底生生物調査

底生生物調査の対象である底生生物はベントス(Benthos)とも呼ばれますが、移動能力が小さいことが特徴で、生息する種や個体数は、生息場の水質や底質環境に大きな影響を受けます。このことから、底生生物調査は、長期的な底質環境の変化や構造物設置・浚渫などの環境改変の影響の把握を目的として実施されます。

表1は、底生生物を大きさにより4つに区分し、代表的な生物を示したものです。

表1 底生生物の大きさによる区分

調査では、大きさごとに異なる方法で、採取し同定します。
ミクロベントスは大量に生息するため、顕微鏡下で採取した底質を観察して同定します。
メイオベントスやマクロベントスは、採泥器により底質を採取し、ふるいにかけて、ふるい上に残った生物を選別して、目視で同定します。
メガロベントスは、底曳網等の魚網で採取し、目視で同定します。
ただし、上記は底質が砂やシルトなどの堆積物の場合に有効な方法で、岩盤などに付着して生息する底生生物については、潜水士が直接採取します。

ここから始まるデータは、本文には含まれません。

PR #2939, opened 2023-06-22
Provenance forging for `miri_pointer_name`

Vanille-N:
Shims to give `miri_pointer_name` a tag in a non-hacky way that is compatible with current `Unique` experiments as well as possible future GC developments.

Previous way of naming an unreachable tag was to refer to the nth parent of a reachable tag. This is very unreliable in the presence of `-Zmiri-unique-is-unique` which changes the number of intermediate tags between reachable tags (`unique.as_ptr()`) and interesting tags (`unique.ptr`).

A more reliable method is proposed here, with
- no more nth parent handling in `miri_pointer_name` itself,
- nth parent accessor still available but extracted to its own function and discouraged for n > 1 (only a macro for the direct parent),
- refering to a tag as the nearest common ancestor of two reachable tags.

This will provide the tools to easily solve the diagnostics aspect of the recent blocker for #2936

### DIFF
--- a/src/borrow_tracker/mod.rs
+++ b/src/borrow_tracker/mod.rs
@@ -318,7 +318,6 @@ pub trait EvalContextExt<'mir, 'tcx: 'mir>: crate::MiriInterpCxExt<'mir, 'tcx> {
     fn give_pointer_debug_name(
         &mut self,
         ptr: Pointer<Option<Provenance>>,
-        nth_parent: u8,
         name: &str,
     ) -> InterpResult<'tcx> {
         let this = self.eval_context_mut();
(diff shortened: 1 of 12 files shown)


RalfJung:
How is `miri_tree_nth_parent` less hacky than the previous approach? Previously at least this "nth parent" thing was only useful for naming pointers, now it lets you actually obtain that provenance in the code, which seems so much worse to me.

If the goal is just to get https://github.com/rust-lang/miri/pull/2936 to land, why not just use a different depth for the two variants of the test? `if cfg!(uniq) { 2 } else { 1 }` or something like that should do it.

Issue #2917, opened 2023-06-04
Indicate where an allocation was created when reporting a use-after-free


saethlin:
Use-after-free is detected in the core interpreter. How would Miri add its span information to the use-after-free diagnostics?

RalfJung:
We do something like that for `InvalidUninitBytes`, the same could work here?

https://github.com/rust-lang/miri/blob/9fa049f918fdac006a16f560f253f3ba07e415a2/src/diagnostics.rs#L379

RalfJung:
I think this got fixed by https://github.com/rust-lang/rust/pull/115184.

PR #2940, opened 2023-06-25
When reporting a heap use-after-free, say where the allocation was allocated and deallocated

saethlin:
This is a partial solution to: https://github.com/rust-lang/miri/issues/2917

Currently in the interpreter, we only have accurate information for where heap allocations are allocated and deallocated (see https://github.com/rust-lang/miri/pull/2940#discussion_r1243559711). So this just implements support for allocations where the information is already available, and the full support will require more interpreter tweaks.

### DIFF
--- a/src/diagnostics.rs
+++ b/src/diagnostics.rs
@@ -304,11 +304,21 @@ pub fn report_error<'tcx, 'mir>(
                     (None, format!("this usually indicates that your program performed an invalid operation and caused Undefined Behavior")),
                     (None, format!("but due to `-Zmiri-symbolic-alignment-check`, alignment errors can also be false positives")),
                 ],
-            UndefinedBehavior(_) =>
-                vec![
+            UndefinedBehavior(info) => {
+                let mut helps = vec![
                     (None, format!("this indicates a bug in the program: it performed an invalid operation, and caused Undefined Behavior")),
                     (None, format!("see https://doc.rust-lang.org/nightly/reference/behavior-considered-undefined.html for further information")),
-                ],
+                ];
+                if let UndefinedBehaviorInfo::PointerUseAfterFree(alloc_id, _) = info {
+                    if let Some(span) = ecx.machine.allocated_span(*alloc_id) {
+                        helps.push((Some(span), format!("{:?} was allocated here:", alloc_id)));
+                    }
+                    if let Some(span) = ecx.machine.deallocated_span(*alloc_id) {
+                        helps.push((Some(span), format!("{:?} was deallocated here:", alloc_id)));
+                    }
+                }
+                helps
+            }
             InvalidProgram(
                 InvalidProgramInfo::AlreadyReported(_)
             ) => {
--- a/src/machine.rs
+++ b/src/machine.rs
@@ -25,7 +25,7 @@ use rustc_middle::{
     },
 };
 use rustc_span::def_id::{CrateNum, DefId};
-use rustc_span::Symbol;
+use rustc_span::{Span, SpanData, Symbol};
 use rustc_target::abi::{Align, Size};
 use rustc_target::spec::abi::Abi;
 
@@ -131,6 +131,17 @@ impl MayLeak for MiriMemoryKind {
         match self {
             Rust | Miri | C | WinHeap | Runtime => false,
             Machine | Global | ExternStatic | Tls | Mmap => true,
+        }
+    }
+}
+
+impl MiriMemoryKind {
+    /// Whether we have a useful allocation span for an allocation of this kind.
+    fn should_save_allocation_span(self) -> bool {
+        use self::MiriMemoryKind::*;
+        match self {
+            Rust | Miri | C | Mmap => true,
+            Machine | Global | ExternStatic | Tls | WinHeap | Runtime => false,
         }
     }
 }
@@ -497,6 +508,10 @@ pub struct MiriMachine<'mir, 'tcx> {
 
     /// Whether to collect a backtrace when each allocation is created, just in case it leaks.
     pub(crate) collect_leak_backtraces: bool,
+
+    /// The spans we will use to report where an allocation was created and deallocated in
+    /// diagnostics.
+    pub(crate) allocation_spans: RefCell<FxHashMap<AllocId, (Option<Span>, Option<Span>)>>,
 }
 
 impl<'mir, 'tcx> MiriMachine<'mir, 'tcx> {
@@ -621,6 +636,7 @@ impl<'mir, 'tcx> MiriMachine<'mir, 'tcx> {
             stack_addr,
             stack_size,
             collect_leak_backtraces: config.collect_leak_backtraces,
+            allocation_spans: RefCell::new(FxHashMap::default()),
         }
     }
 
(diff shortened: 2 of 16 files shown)


RalfJung:
Wouldn't it make more sense to point to where the allocation was freed?

saethlin:
The primary response to the current diagnostic is "great, now what even is alloc1234" and this change answers that question. I agree that the next question is where the allocation is deallocated, I'll add that.

RalfJung:
I see, makes sense. I guess we can do that in a future PR.

However what would make sense for this PR is to also display the allocation span for out-of-bounds accesses.

src/diagnostics.rs
```diff
@@ -303,6 +303,12 @@ pub fn report_error<'tcx, 'mir>(
                     (None, format!("this usually indicates that your program performed an invalid operation and caused Undefined Behavior")),
                     (None, format!("but due to `-Zmiri-symbolic-alignment-check`, alignment errors can also be false positives")),
                 ],
+            UndefinedBehavior(UndefinedBehaviorInfo::PointerUseAfterFree(alloc_id)) =>
+                vec![
+                    (None, format!("this indicates a bug in the program: it performed an invalid operation, and caused Undefined Behavior")),
+                    (None, format!("see https://doc.rust-lang.org/nightly/reference/behavior-considered-undefined.html for further information")),
```
RalfJung, line 309: Could you avoid duplicating this part?

src/machine.rs
```diff
@@ -1046,6 +1054,9 @@ impl<'mir, 'tcx> Machine<'mir, 'tcx> for MiriMachine<'mir, 'tcx> {
             },
             |ptr| ecx.global_base_pointer(ptr),
         )?;
+
+        ecx.machine.allocation_spans.borrow_mut().insert(id, ecx.machine.current_span());
```
RalfJung, line 1058: I'm not sure this will give us the right span... that's not exactly what `adjust_allocation` is meant for. For global allocations (consts, statics) `adjust_allocation` is called lazily the first time they are accessed... I guess for your error this is fine since these allocations will never be freed, but it does mean `allocation_spans` has the wrong span for all of them.

Worse, for stack allocations I think it will also be wrong. With code like
```rust
let x = 42;
let ptr = &x;
```
the allocation will be created when `&x` is run; we avoid creating an allocation for locals of scalar type that never have their address taken. I think this can lead to wrong spans being shown in use-after-free messages for such stack-allocated variables.

tests/fail/concurrency/thread_local_static_dealloc.stderr
```diff
@@ -6,7 +6,12 @@ LL |         let _val = *dangling_ptr.0;
    |
    = help: this indicates a bug in the program: it performed an invalid operation, and caused Undefined Behavior
    = help: see https://doc.rust-lang.org/nightly/reference/behavior-considered-undefined.html for further information
-   = note: BACKTRACE:
+help: ALLOC was allocated here:
+  --> $DIR/thread_local_static_dealloc.rs:LL:CC
+   |
+LL |         let dangling_ptr = std::thread::spawn(|| SendRaw(&TLS as *const u8)).join().unwrap();
```
RalfJung, line 12: This is a slightly suspicious span, though I guess for thread-locals it is unclear what the span *should* be.

saethlin: Yup. No idea what it should be for allocation _or_ deallocation.

src/machine.rs
saethlin: You're right, we get the wrong span in that case.

I'm not sure what to do about this. On the one hand, I think one could justify merging this because it produces exactly the same quality of output as the only other way to dig this information out of Miri. Currently my advice to users who want to debug a use-after-free is to use `-Zmiri-track-alloc-id`. So at least this PR would get the same wrong answer faster. :shrug: 

I'm also sure it's possible to fix this. If nothing else, we do have information to the right span in the interpreter and I could totally pass an `Option<Span>` down through `adjust_allocation`. That feels hacky but it would work.

RalfJung: I feel like we probably want to treat different kinds of allocations pretty differently:
- for heap allocations, keep a span pointing to where they were created
- for local variables, keep track of which local variable they correspond to (maybe point to the span of the `let x` or so?)
- for thread-local storage and globals (static/const), point to the declaration of the variable

You do have `kind` so what would be easy to do is to recognize heap allocations and just not record a span for anything else. For stack variables we'd probably need a new hook to be called from `force_allocation` to record the association between an AllocId and a particular local.

Global variables need their own special handling; they are probably also less important to cover. `thread_local_static_base_pointer` could store the association between thread-locals and AllocId, and `before_access_global` could do that for regular statics. For other globals this is a lot more tricky.

RalfJung:
@saethlin what are your plans for this PR?

An MVP of this might be to only track spans for heap allocations for now?

saethlin:
MVP is a good idea. I'll strip this down into a heap-only MVP then probably open an issue to permit this to work for all allocations.

src/machine.rs
```diff
@@ -135,6 +135,17 @@ impl MayLeak for MiriMemoryKind {
     }
 }
 
+impl MiriMemoryKind {
+    /// Whether we have a useful allocation span for an allocation of this kind.
+    fn should_save_allocation_span(self) -> bool {
+        use self::MiriMemoryKind::*;
+        match self {
+            Rust | Miri | C | Mmap => true,
+            Machine | Global | ExternStatic | Tls | WinHeap | Runtime => false,
```
RalfJung, line 144: Why is `WinHeap` treated different from the other heap allocations?

src/machine.rs
```diff
@@ -135,6 +135,17 @@ impl MayLeak for MiriMemoryKind {
     }
 }
 
+impl MiriMemoryKind {
+    /// Whether we have a useful allocation span for an allocation of this kind.
+    fn should_save_allocation_span(self) -> bool {
+        use self::MiriMemoryKind::*;
+        match self {
+            Rust | Miri | C | Mmap => true,
```
RalfJung, line 143:
```suggestion
            // Heap allocations are fine since the `Allocation` is created immediately.
            Rust | Miri | C | Mmap => true,
            // Everything else is unclear, let's not show potentially confusing spans.
```

src/machine.rs
```diff
@@ -1051,6 +1084,16 @@ impl<'mir, 'tcx> Machine<'mir, 'tcx> for MiriMachine<'mir, 'tcx> {
             },
             |ptr| ecx.global_base_pointer(ptr),
         )?;
+
+        if let MemoryKind::Machine(kind) = kind {
+            if kind.should_save_allocation_span() {
```
RalfJung, line 1089: `if matches!(kind, MemoryKind::Machine(kind) if kind.should_save_allocation_span())` could compress these into one off.

src/machine.rs
```diff
@@ -1051,6 +1084,16 @@ impl<'mir, 'tcx> Machine<'mir, 'tcx> for MiriMachine<'mir, 'tcx> {
...
+                ecx.machine
+                    .allocation_spans
+                    .borrow_mut()
+                    .insert(id, (Some(ecx.machine.current_span()), None));
```
RalfJung, line 1093: The first component seems to always be `Some`, so it doesn't have to be an `Option`.

RalfJung (commented):
Looks good, just some nits!

src/machine.rs
saethlin: I probably pulled it into the false list then never really noticed the mistake... do we have any tests that would show a use-after-free span for WinHeap? I don't think we actually do.

RalfJung: I don't think we have such a test, no.

RalfJung:
Thanks! A nice improvement. :)
@bors r+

同定結果は、国や都道府県が貴重な生物として選定している種、清冽な環境に生息する種、有機汚濁の進行した環境に生息する種など、指標となる種の分布状況を調べます。これらの結果より、底質環境の特性を評価します。また、確認された種の数や、その個体数から、底生生物間の多様性を算出し、群衆構造からみた生息環境を評価します。

(2023年01月19日 更新)
(2015年11月18日 初稿)

English

Benthos Survey

定義

底生生物調査は、底質環境の変化を知ることなどを目的として、底生生物の生息状況を調べるものです。